20.

カシャッ、ジージジジ。


 いよいよ明日が、この家の最後の日だ。家具も全部運び出して、がらんどうになった部屋のひとつひとつを、俺は丁寧に見ている。


カシャッ、ジージジジ。


 何も置かれていない空間というのは、なんて寒々しいんだろう。ここで確かに生活していたはずなのに、幻だったように感じる。


カシャッ、ジージジジ。


 大きな家具のあったところと、なかったところでは壁や畳の色が違う。妙に色が鮮やかな壁や畳と、日に焼けて使われて褪せた壁や畳のコントラスト。


カシャッ、ジージジジ。


 家の中央の柱には、父さんや叔母さんが子供の頃に刻んだ跡がある。年々高いところへ上がって行く横棒に、成長の軌跡を感じた。


カシャッ、ジージジジ。


 こうして歩かなければ、軋むことはない床や階段。もう二度と、誰からも踏まれないことを知っているのか、家の中に響く音はひと際大きく聞こえた。


カシャッ、ジージジジ。


カシャッ、ジージジジ。


カシャッ、ジージジジ―――。



―――――



「じゃあ、お願いします」


 俺は工事のおっちゃんたちに頭を下げた。


 途端に、庭に置かれた重機が動き出した。


 俺は声も知らないじいちゃんの遺影を持って、門のところからこれから起きることを眺めていた。

ガシャン。


 大きな音を立てて、玄関や縁側の庇が崩されていく。あの玄関をくぐったのは、もう半年以上前だった。縁側では、ばあちゃんと日向ぼっこをしたり、賢三さんと煙草を吸ったりした。夏は夕涼みに、冬は暖を取るのに、家の温かさを象徴している場所だった。


ガシャン、ガシャン。


 どんどん壊されて、壁がなくなっていく。その奥に見える階段。俺にあてがわれたのは二階だった。あそこから眺める景色が、実は好きだった。視界に広がる家々に、あれこれ想像したりした。
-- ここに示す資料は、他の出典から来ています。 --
PR #7083, opened 2026-08-01
fix(levm): reserve the calldata floor instead of rejecting the frame transaction

AnkushinDaniil:
EIP-8141 resolves a frame transaction whose frames reserve less gas than its own calldata floor by raising the reservation, not by rejecting the transaction: the payer's maximum cost is taken against `max(standard_gas_limit, calldata_floor_gas)`.

`validate_static_constraints` rejected that transaction instead. A client that reserves the max accepts a block containing one, so the same block is valid for that client and invalid here — a consensus split rather than a difference in error text. Nethermind had the same bug independently; it is fixed there in NethermindEth/nethermind#12594.

This drops the rejection and adds `FrameTransaction::max_gas()`, which the reservation and the end-of-transaction refund read. The frames keep their own `gas_limit` allocations, so the extra headroom is never spendable — it is reserved and refunded.

The static-validation test that asserted the rejection is replaced by one asserting the raised reservation.

### DIFF
--- a/crates/common/types/transaction.rs
+++ b/crates/common/types/transaction.rs
@@ -2155,6 +2155,18 @@ impl FrameTransaction {
             )
     }
 
+    /// EIP-8141 `max_gas`: what the payer's maximum cost is reserved against.
+    ///
+    /// A transaction whose frames reserve less than its own calldata floor is not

 バキバキと木の砕ける音も聞こえてきた。軋む床も階段もどんどんなくなって、ただのゴミになっていく。


 ばあちゃんと一緒に過ごした茶の間。このじいちゃんの遺影も飾ってあった。ご先祖様の遺影も飾ってあった。なんだかんだ、ほとんど毎日仏壇に線香を立て、手を合わせていた気がする。ドライフラワーも飾ったし、色んな人がここへお茶を飲みに来た。話し声や笑い声がいつもする場所だったっけ。


 その奥のキッチンは、二階の自室より長く居た場所かもしれない。量の多い朝食も、糠床を初めて見たのも、水の冷たさを知ったのもここだった。煙草を吸うのに、よくそこの勝手口から外に出入りしていたし、ばあちゃんの手伝いをするのにも、この場所を起点としていた気がする。


 瓦礫の煙が時折、風でこちらに流れて来る。古くなった板や土壁の匂いや、瓦やカビのような臭いもしている。壊されていくこの家が、まるで悲鳴を上げているように見えた。


 風呂や、トイレや、階段下の物置、ばあちゃんの部屋、順番に壊されていく。どんどん家の形がなくなっていく。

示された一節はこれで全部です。